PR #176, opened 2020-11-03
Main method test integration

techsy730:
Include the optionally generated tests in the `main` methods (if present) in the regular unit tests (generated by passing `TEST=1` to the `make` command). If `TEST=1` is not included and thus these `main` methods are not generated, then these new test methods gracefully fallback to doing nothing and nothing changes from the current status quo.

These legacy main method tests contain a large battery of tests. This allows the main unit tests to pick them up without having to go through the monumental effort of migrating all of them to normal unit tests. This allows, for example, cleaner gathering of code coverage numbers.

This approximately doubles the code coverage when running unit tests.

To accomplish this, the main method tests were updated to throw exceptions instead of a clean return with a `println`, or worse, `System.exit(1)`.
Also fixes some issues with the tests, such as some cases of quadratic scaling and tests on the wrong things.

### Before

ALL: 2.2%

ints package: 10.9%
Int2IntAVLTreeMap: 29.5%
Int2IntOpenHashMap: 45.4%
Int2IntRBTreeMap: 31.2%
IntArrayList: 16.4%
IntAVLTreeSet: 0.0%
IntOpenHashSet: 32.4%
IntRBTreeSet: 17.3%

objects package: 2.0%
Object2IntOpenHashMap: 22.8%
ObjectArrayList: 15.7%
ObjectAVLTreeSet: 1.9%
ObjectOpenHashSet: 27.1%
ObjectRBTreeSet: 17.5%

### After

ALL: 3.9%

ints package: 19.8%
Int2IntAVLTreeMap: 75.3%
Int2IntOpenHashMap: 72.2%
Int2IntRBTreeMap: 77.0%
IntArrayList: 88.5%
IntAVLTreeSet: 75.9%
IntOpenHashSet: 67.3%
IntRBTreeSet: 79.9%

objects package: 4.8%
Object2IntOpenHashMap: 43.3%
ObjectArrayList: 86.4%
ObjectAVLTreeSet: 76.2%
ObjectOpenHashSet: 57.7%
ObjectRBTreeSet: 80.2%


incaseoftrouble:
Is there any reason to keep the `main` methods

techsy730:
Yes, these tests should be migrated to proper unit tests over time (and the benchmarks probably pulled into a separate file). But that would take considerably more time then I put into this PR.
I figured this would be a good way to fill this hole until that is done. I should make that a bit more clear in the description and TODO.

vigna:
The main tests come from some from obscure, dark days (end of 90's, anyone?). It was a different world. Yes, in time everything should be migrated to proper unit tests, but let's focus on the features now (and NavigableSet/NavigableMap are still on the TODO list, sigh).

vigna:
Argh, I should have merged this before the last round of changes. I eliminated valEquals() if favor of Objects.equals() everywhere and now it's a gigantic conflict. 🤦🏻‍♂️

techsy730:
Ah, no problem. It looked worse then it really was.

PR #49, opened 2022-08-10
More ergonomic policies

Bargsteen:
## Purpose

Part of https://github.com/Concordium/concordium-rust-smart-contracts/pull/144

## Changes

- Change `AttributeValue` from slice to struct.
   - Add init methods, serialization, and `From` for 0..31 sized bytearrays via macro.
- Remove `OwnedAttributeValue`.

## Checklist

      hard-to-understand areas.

◆ ◆ ◆ ◆ ◆ ◆ ◆

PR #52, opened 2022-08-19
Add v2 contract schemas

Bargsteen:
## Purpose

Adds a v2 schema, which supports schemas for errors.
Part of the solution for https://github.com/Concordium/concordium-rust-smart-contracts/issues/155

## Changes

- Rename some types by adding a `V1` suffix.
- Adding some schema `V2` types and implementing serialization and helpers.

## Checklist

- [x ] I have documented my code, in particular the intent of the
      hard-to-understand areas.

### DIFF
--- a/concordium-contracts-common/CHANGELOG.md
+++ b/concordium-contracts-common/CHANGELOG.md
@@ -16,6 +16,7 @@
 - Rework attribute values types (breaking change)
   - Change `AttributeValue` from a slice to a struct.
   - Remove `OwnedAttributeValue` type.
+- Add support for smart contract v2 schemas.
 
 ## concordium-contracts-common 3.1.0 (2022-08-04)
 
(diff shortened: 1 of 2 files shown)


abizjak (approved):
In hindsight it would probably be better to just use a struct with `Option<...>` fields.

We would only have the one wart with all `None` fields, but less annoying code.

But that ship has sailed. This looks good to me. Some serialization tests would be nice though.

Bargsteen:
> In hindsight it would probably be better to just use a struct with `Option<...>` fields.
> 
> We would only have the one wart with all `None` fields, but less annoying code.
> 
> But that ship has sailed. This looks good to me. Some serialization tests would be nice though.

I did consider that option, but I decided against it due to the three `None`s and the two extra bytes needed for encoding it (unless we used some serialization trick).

◆ ◆ ◆ ◆ ◆ ◆ ◆

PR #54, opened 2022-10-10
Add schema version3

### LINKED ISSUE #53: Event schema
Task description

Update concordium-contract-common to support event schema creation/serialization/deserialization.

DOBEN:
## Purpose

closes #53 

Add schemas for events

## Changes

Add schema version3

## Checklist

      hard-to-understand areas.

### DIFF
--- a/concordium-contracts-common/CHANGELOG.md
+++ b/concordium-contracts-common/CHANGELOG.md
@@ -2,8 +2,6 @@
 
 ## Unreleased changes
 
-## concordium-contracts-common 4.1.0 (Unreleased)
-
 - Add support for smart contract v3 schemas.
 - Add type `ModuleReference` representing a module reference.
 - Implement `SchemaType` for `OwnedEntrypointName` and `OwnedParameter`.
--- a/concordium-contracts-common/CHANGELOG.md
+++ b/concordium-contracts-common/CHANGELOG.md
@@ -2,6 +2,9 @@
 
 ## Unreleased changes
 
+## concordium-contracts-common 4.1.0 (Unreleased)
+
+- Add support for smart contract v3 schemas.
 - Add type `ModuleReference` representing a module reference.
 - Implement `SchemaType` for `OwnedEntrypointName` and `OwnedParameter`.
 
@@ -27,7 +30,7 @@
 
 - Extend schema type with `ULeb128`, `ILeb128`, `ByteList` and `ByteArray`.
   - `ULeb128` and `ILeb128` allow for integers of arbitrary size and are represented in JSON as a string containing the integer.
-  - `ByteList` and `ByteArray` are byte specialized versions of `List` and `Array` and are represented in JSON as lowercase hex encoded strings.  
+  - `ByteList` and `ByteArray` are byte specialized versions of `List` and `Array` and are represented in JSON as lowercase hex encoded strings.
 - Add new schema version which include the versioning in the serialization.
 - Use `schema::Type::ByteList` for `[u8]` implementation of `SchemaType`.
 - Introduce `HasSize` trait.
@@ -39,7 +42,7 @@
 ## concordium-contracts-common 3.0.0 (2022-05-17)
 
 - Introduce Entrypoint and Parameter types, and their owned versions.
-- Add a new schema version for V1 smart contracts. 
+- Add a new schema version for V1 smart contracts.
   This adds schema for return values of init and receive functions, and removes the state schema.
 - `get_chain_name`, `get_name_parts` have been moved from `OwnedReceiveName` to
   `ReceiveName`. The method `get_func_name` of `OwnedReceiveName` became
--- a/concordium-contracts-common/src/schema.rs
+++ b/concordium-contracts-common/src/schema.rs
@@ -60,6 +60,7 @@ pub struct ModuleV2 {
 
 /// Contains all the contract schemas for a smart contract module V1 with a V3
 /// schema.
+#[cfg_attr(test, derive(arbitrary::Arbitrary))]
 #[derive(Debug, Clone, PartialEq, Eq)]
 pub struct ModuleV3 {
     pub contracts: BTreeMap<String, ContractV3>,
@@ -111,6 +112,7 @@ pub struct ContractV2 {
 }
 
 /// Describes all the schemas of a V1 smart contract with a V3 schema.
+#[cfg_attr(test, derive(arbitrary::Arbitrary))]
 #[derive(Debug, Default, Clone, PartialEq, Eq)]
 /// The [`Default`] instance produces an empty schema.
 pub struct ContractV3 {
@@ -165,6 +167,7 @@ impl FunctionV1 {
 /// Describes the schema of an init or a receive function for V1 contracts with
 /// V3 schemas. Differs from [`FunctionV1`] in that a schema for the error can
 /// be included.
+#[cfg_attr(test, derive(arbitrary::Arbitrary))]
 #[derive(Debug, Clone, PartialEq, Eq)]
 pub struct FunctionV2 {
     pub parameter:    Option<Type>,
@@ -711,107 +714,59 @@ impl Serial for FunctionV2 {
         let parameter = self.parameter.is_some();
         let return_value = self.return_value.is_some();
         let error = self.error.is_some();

◆ ◆ ◆ ◆ ◆ ◆ ◆

◆ **Directions**
Output only an exact transcription of the lines above from the one with "PR #54, opened 2022-10-10" up to and including the one with "-27,7 +30,7 @@".

◆ **Output of the task**
PR #54, opened 2022-10-10
Add schema version3

### LINKED ISSUE #53: Event schema
Task description

Update concordium-contract-common to support event schema creation/serialization/deserialization.

DOBEN:
## Purpose

closes #53 

Add schemas for events

## Changes

Add schema version3

## Checklist

      hard-to-understand areas.

### DIFF
--- a/concordium-contracts-common/CHANGELOG.md
+++ b/concordium-contracts-common/CHANGELOG.md
@@ -2,8 +2,6 @@
 
 ## Unreleased changes
 
-## concordium-contracts-common 4.1.0 (Unreleased)
-
 - Add support for smart contract v3 schemas.
 - Add type `ModuleReference` representing a module reference.
 - Implement `SchemaType` for `OwnedEntrypointName` and `OwnedParameter`.
--- a/concordium-contracts-common/CHANGELOG.md
+++ b/concordium-contracts-common/CHANGELOG.md
@@ -2,6 +2,9 @@
 
 ## Unreleased changes
 
+## concordium-contracts-common 4.1.0 (Unreleased)
+
+- Add support for smart contract v3 schemas.
 - Add type `ModuleReference` representing a module reference.
 - Implement `SchemaType` for `OwnedEntrypointName` and `OwnedParameter`.
 
@@ -27,7 +30,7 @@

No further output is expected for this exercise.